Previously we developed a combinatorial Boolean keyword search using Textpresso [44
] to identify papers that contained the RNAi data type (G. Schindelman, J. Chan, and P. Sternberg, unpublished results) with a recall of 0.96 and precision of 0.61. This was obtained after eight iterations of refining keywords in the search query and subsequent manual examination of false negative and false positive articles. This process requires expert domain knowledge for a specific data type and time consuming manual effort, unlike the SVM method which is completely automatic with a given training set and can be readily used for different data types. Furthermore, for those data types without a sufficient set of specific keywords, this approach may not be applicable.
Once documents have been classified for data type identification, a subsequent task in biocuration is extraction of the information of interest.

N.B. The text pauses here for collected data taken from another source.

PR #56, opened 2020-10-02
Fully rewriting Hybrid Autocomplete with associated unit test

Nexucis:
This PR is proposing a new way to manage the autocompletion.

First the code is going to analyze what kind of autocompletion it should do using an enum.
Then the result will be used to then retrieved the required information.

**Note**: it's a bit more verbose, but definitely easier to test and I believe it will be easier to improve it.
**Note2**: it will certainly make some conflict with the PR #55 

related to #5

### DIFF
--- a/src/lang-promql/complete/hybrid.test.ts
+++ b/src/lang-promql/complete/hybrid.test.ts
@@ -33,6 +33,30 @@ describe('analyzeCompletion test', () => {
       expectedContext: [{ kind: ContextKind.MetricName }, { kind: ContextKind.Function }, { kind: ContextKind.Aggregation }],
     },
     {
+      title: 'metric/function/aggregation autocompletion',
+      expr: 'sum()',
+      pos: 4,
+      expectedContext: [{ kind: ContextKind.MetricName }, { kind: ContextKind.Function }, { kind: ContextKind.Aggregation }],
+    },
+    {
+      title: 'metric/function/aggregation autocompletion 2',
+      expr: 'sum(rat)',
+      pos: 7,
+      expectedContext: [{ kind: ContextKind.MetricName }, { kind: ContextKind.Function }, { kind: ContextKind.Aggregation }],
+    },
+    {
+      title: 'metric/function/aggregation autocompletion 3',
+      expr: 'sum(rate())',
+      pos: 9,
+      expectedContext: [{ kind: ContextKind.MetricName }, { kind: ContextKind.Function }, { kind: ContextKind.Aggregation }],
+    },
+    {
+      title: 'metric/function/aggregation autocompletion 4',
+      expr: 'sum(rate(my_))',
+      pos: 12,
+      expectedContext: [{ kind: ContextKind.MetricName }, { kind: ContextKind.Function }, { kind: ContextKind.Aggregation }],
+    },
+    {
       title: 'autocomplete binOp modifier or metric',
       expr: 'metric_name / ignor',
       pos: 19,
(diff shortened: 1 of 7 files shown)


src/lang-promql/complete/hybrid.test.ts
```diff
@@ -0,0 +1,134 @@
...
+// LIABILITY, WHETHER IN AN ACTION OF CONTRACT, TORT OR OTHERWISE, ARISING FROM,
+// OUT OF OR IN CONNECTION WITH THE SOFTWARE OR THE USE OR OTHER DEALINGS IN THE
+// SOFTWARE.
+
+import chai from 'chai';
+import { ContextKind, HybridComplete } from './hybrid';
+import { createEditorState } from '../../test/utils';
+
+describe('analyzeCompletion test', () => {
+  const testSuites = [
```
juliusv, line 28: A suite is a whole collection of test cases, sounds like this should be called `testCases`?

src/lang-promql/complete/hybrid.test.ts
```diff
@@ -0,0 +1,134 @@
...
+    },
+    {
+      title: 'autocomplete matchOp',
+      expr: 'go{instance=""}',
+      pos: 12, // cursor is after the 'equal'
+      expectedContext: [{ kind: ContextKind.MatchOp }],
+    },
+    {
+      title: 'autocomplete matchOp 2',
+      expr: 'metric_name{labelName!}',
```
juliusv, line 120: This isn't working for me... if I type `metric_name{labelName!<cursor>}` then it doesn't autocomplete `!=` for me. It only autocompletes those match ops if the first character is already a valid one, like `=` completing to `=` or `=~`.

src/lang-promql/complete/hybrid.test.ts
```diff
@@ -0,0 +1,134 @@
...
+    },
+    {
+      title: 'autocomplete aggregate operation modifier 2',
+      expr: 'sum b',
+      pos: 5, // cursor is after 'b'
+      expectedContext: [{ kind: ContextKind.AggregateOpModifier }, { kind: ContextKind.BinOp }],
+    },
+    {
+      title: 'autocomplete binOp',
+      expr: 'metric_name unle',
```
juliusv, line 108: Could you add a case for `metric_name !<cursor>`? It should autocomplete `!=`, but it doesn't. Similar for the other ops, it only autocompletes when the typed token is already a valid op.

juliusv: (it worked before btw., same for the other comment)

Nexucis: Mmm that's weird. Does it still work on the master branch ?
I'm wondering if it's me that breaks everything or it's coming with cmn v0.13.0

juliusv: Yeah, it still seems to work on master!

Nexucis: :'( needs more test then hahaha ! Thanks for the check :)

src/lang-promql/complete/hybrid.test.ts
Nexucis: I finally found why it doesn't work. That's because the `start` position for the completion is wrong for this case.

In the previous case it was `tree.lastChild.start` and now it is `tree.start`.

I will add some unit test to cover the calculation of the `start` position. It's a bit critical step that condition if the autocompletion will work or not even if we have properly determinated the list of the autocompletion

src/lang-promql/complete/hybrid.test.ts
Nexucis: yup indeed, this cases were missing. It's covered now

src/lang-promql/complete/hybrid.test.ts
Nexucis: fixed

src/lang-promql/complete/hybrid.test.ts
Nexucis: fixed

juliusv:
:+1: besides the discussed issues

Nexucis:
thanks for the review and the constant test @juliusv !

PR #84, opened 2016-02-27
Syntax improvement. #trivial

amonshiz:
Using an active voice instead of passive. Also, `being` was misspelled.


orta:
Ace :+1: shipppppit

PR #87, opened 2016-02-27
Lock dependencies #trivial

orta:
By using an older ( like by 2 weeks or something :P ) version of Fastlane, my Gemfile resolved our grit version to be a version many versions ago, and so https://github.com/artsy/eigen/pull/1188 failed. I've locked grit to the latest build and made everything else pretty flex

### DIFF
--- a/lib/danger/version.rb
+++ b/lib/danger/version.rb
@@ -1,4 +1,4 @@
 module Danger
-  VERSION = "0.3.0"
+  VERSION = "0.5.0"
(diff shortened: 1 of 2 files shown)


lib/danger/version.rb
```diff
@@ -1,4 +1,4 @@
 module Danger
-  VERSION = "0.3.0"
+  VERSION = "0.5.0"
```
KrauseFx: Wow, we're going fast :rocket:

PR #91, opened 2016-02-28
Removing <p> tag from table comment #trivial

### LINKED ISSUE #81: Remove <p> tags from table
The `<p>` tags make the text not centered on each cell, as seen in https://github.com/artsy/eigen/pull/1185#issuecomment-186255794

This was a side effect of https://github.com/danger/danger/pull/65

marcelofabri:
This is kind of hacky, but fixes #81. 

I also replaced the repo URL to the new organization.


orta:
Yep - I think this is a fine way to do it.

PR #99, opened 2016-02-29
Replaced … with ... #trivial

KrauseFx:
These close 3 dots look weird


orta:
Any specific reason? I went out of my way to use the real unicode characters here.

KrauseFx:
These close 3 dots look weird. Any reason why we should use them? Just having 3 dots looks better :+1:

KrauseFx:
Ready to merge @orta :rocket:

KrauseFx:
:dancers:

PR #100, opened 2016-02-29
Fixed crash on `danger init`

KrauseFx:
Fixes
```
In order to expose an environment variable, go to:
/Users/felixkrause/Developer/danger/lib/danger/commands/init.rb:234:in `circle_token': undefined local variable or method `repo_slug' for #<Danger::Init:0x007f9cfcdfc208> (NameError)
	from /Users/felixkrause/Developer/danger/lib/danger/commands/init.rb:159:in `setup_danger_ci'
```

### DIFF
--- a/lib/danger/commands/init.rb
+++ b/lib/danger/commands/init.rb
@@ -231,7 +231,7 @@ module Danger
       end
 
       ui.say "In order to expose an environment variable, go to:"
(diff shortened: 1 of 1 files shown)


orta:
This is non-trivial, should have a changelog entry

PR #111, opened 2016-02-29
Update CHANGELOG + Dangerfile

orta:
I've moved your CHANGELOG notes to master, and started improving the Dangerfile. Now PRs to non-app parts don't have to be declared trivial, and we only warn when there are no tests and app code has been changed.

### DIFF
--- a/CHANGELOG.md
+++ b/CHANGELOG.md
@@ -1,3 +1,8 @@
+## Master
+
+* Added internal plugin system - KrauseFx
+* Refactored unit tests - KrauseFx
+
 ## 0.5.2
 
 * Typo fixes for `danger init` - lumaxis 
@@ -17,8 +22,6 @@
 * Remove `nap` dependency - marcelofabri
 * Show command summary in help - marcelofabri
 * Use 100% width tables for messages - marcelofabri
-* Added plugin system - KrauseFx
-* Refactored unit tests - KrauseFx
 
 ## 0.3.0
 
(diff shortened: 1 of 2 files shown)


CHANGELOG.md
```diff
@@ -1,3 +1,8 @@
+## Master
+
+* Added internal plugin system - KrauseFx
```
KrauseFx: Wups, sorry

Dangerfile
```diff
@@ -1,25 +1,26 @@
...
+has_test_changes = !files_modified.grep(/spec/).empty?
 
 if ["KrauseFx", "orta"].include?(pr_author) == false
-  warn("Author @#{pr_author} is not a contributor")
+  warn "Author @#{pr_author} is not a contributor"
 end
 
 if (pr_body + pr_title).include?("WIP")
-  warn("Pull Request is Work in Progress")
+  warn "Pull Request is Work in Progress"
```
KrauseFx: NOOOOO

orta: haha, you not a fan of the braceless code?

KrauseFx: Not really, it gets confusing easily once you add a second parameter and / or an inline if

```ruby
warn "hi", 3 if something 5
```

KrauseFx: I think it the long run it's better to just always use `(` for method calls

orta: I think those are cases for using them full stop, but that not using an awesome language feature because one day you might add an extra parenthese is a shame. I could imagine this code  using them, `declared_trivial = pr_title.include? "#trivial" || !has_app_changes` but I don't think that becomes particularly confusing to read because of the lack of `(` & `)`

PR #113, opened 2016-03-04
Renamed public_info to public_repo #trivial

KrauseFx:
[There isn't a GitHub access right called `public_info`]


orta:
I've fixed your build, can you please start making them pass Danger?

PR #114, opened 2016-03-04
Improved circle output #trivial

KrauseFx:
- Added `-` when showing inline
- Made use of variable when printing out in code block

### DIFF
--- a/lib/danger/commands/init.rb
+++ b/lib/danger/commands/init.rb
@@ -179,7 +179,7 @@ module Danger
     end
 
     def uses_circle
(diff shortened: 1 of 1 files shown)


lib/danger/commands/init.rb
```diff
@@ -192,7 +192,7 @@ def uses_circle
         ui.say "Add this to the bottom of your circle.yml file:"
         ui.say "test:".green
         ui.say "  post:".green
-        ui.say "    - bundle exec danger".green
+        ui.say "    #{danger}".green
```
orta: ace

Issue #108, opened 2016-02-29
Add support for enterprise github


dbgrandi:
Should be a few minor points to change.

- add support for setting a custom GH host
- make sure that host is passed into the Octokit config

jeroenvisser101:
- it'd also need to work with `danger local`, which includes some references to github.com too

orta:
@dbgrandi I want to pair on this sometime

dbgrandi:
Definitely. I've got `Octokit` working with our GH instance now.

dbgrandi:
Started here: https://github.com/danger/danger/pull/139/files

jeroenvisser101:
@dbgrandi can this be closed now that #139 is merged? :)

orta:
Yes

jeroenvisser101:
We're getting closer and closer to 1.0.0 :dancer:

PR #124, opened 2016-03-09
Add support for git:// remote urls

jeroenvisser101:
As highlighted in the hub documentation (https://hub.github.com/), hub
adds remotes with `git://` prefix, instead of what github.com uses
(`git@` as prefix).

Danger should now support both.

Along with that, the logic has been simplified with a regular expression for all types of urls.

### DIFF
--- a/CHANGELOG.md
+++ b/CHANGELOG.md
@@ -3,6 +3,7 @@
 * Added internal plugin system - KrauseFx
 * Refactored unit tests - KrauseFx
 * Fixed issue when PR Title or PR body is nil - KrauseFx
+* Added support for `git://`-prefixed url as remote - jeroenvisser101
 
 ## 0.5.2
 
--- a/lib/danger/ci_source/local_git_repo.rb
+++ b/lib/danger/ci_source/local_git_repo.rb
@@ -25,14 +25,9 @@ module Danger
         # get the remote URL
         remote = run_git "remote show origin -n | grep \"Fetch URL\" | cut -d ':' -f 2-"
         if remote
-          url = remote[0].strip
-          # deal with https://
-          if url.start_with? "https://github.com/"
-            self.repo_slug = url.gsub("https://github.com/", "").gsub(/.git$/, '')
-
-          # deal with SSH origin
-          elsif url =~ %r{^(git://)?(git@)?github\.com(:|/)}
-            self.repo_slug = url.gsub(%r{(git://)?(git@)?github\.com(:|/)}, "").gsub(/.git$/, '')
+          remote_url_matches = remote.first.chomp.match(%r{github\.com(:|/)(?<repo_slug>.+/.+?)(?:\.git)?$})
+          if !remote_url_matches.nil? and remote_url_matches["repo_slug"]
+            self.repo_slug = remote_url_matches["repo_slug"]
           else
             puts "Danger local requires a repository hosted on github."
           end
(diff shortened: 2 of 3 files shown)


jeroenvisser101:
My local test fail:

```
  1) Danger::Dangerfile keeps track of the original Dangerfile
     Failure/Error: expect(dm.defined_in_file).to be file.path

       expected #<String:70180931302200> => "/var/folders/8f/wnyyflm90jqdw6nygmv5z4yr0000gn/T/dangefile_tests20160309-28419-1gv8xnp"
            got #<String:70180931302880> => "/var/folders/8f/wnyyflm90jqdw6nygmv5z4yr0000gn/T/dangefile_tests20160309-28419-1gv8xnp"

       Compared using equal?, which compares object identity,
       but expected and actual are not the same object. Use
       `expect(actual).to eq(expected)` if you don't care about
       object identity in this example.
     # ./spec/dangerfile_spec.rb:17:in `block (2 levels) in <top (required)>'
```

This change seems to fix it, but it doesn't occur on circle/travis. Any ideas?

``` diff
--- a/spec/dangerfile_spec.rb
+++ b/spec/dangerfile_spec.rb
@@ -14,7 +14,7 @@ describe Danger::Dangerfile do
     file = make_temp_file ""
     dm = Danger::Dangerfile.new
     dm.parse file.path
-    expect(dm.defined_in_file).to be file.path
+    expect(dm.defined_in_file).to eq file.path
   end

   it 'runs the ruby code inside the Dangerfile' do
```

orta:
Great - this looks perfect - @marcelofabri would you do the honours?

jeroenvisser101:
@orta, you know by any chance why that test is failing with me locally?

orta:
Hrm, that one is hard to say, it might really be about ruby internals,  it's the difference of comparing memory addresses vs comparing the actual data. Which Ruby version are you using?

jeroenvisser101:
@orta – I'm using Using ruby 2.3.0

jeroenvisser101:
It's indeed an issue with 2.3.0 working differently with this. I'll send a PR for that, since the change showed in the diff works on both versions.

jeroenvisser101:
@orta I just learned that `ssh://` urls are meant to be read-only. I still think this would be useful since it would still allow to use `danger local` on repositories that you just forked.

orta:
This adds `git`, not `ssh` though TBH, it doesn't matter as long as we can reliably work with the repo slug

jeroenvisser101:
Oops, that's what I meant, I've been mixing them up all the time. `git://` is read-only, but still reliably get's the repository slug

jeroenvisser101:
@orta – I was thinking however, that you could get the slug instead by matching it with a regex like this:
`%r{github\.com/(?<repo_slug>.+/.+?)(?:\.git)?$}`

In which case it would make things a lot easier to match the repo_slug. Also, this would be a good preparation for #108, as we could quite easily do other domains, too.

https://regex101.com/r/bQ0cA6/1

orta:
Yep, I think this is a good idea :+1:

jeroenvisser101:
I've changed the logic. I might've to mention this change in the changelog as well, since it's quite a big change.

orta:
Cool, makes sense, you'll need to rebase too :100:

jeroenvisser101:
@orta done!

orta:
Thanks!

marcelofabri:
:clap:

While attempts to automate fact extraction can be undermined by high false positive rates, we have observed that the false positive rate in text extraction of Gene Ontology Cellular Component data by a category-based semi-automatic text extraction approach using Textpresso [14
] is significantly decreased when extraction is performed on only those papers identified as containing gene expression data by SVM (K. Van Auken, R. Fang, J. Chan, H.-M. Müller, and P. Sternberg, unpublished results). We expect that a filtering step provided by SVM analysis will have the same effect on other text extraction methods, as well.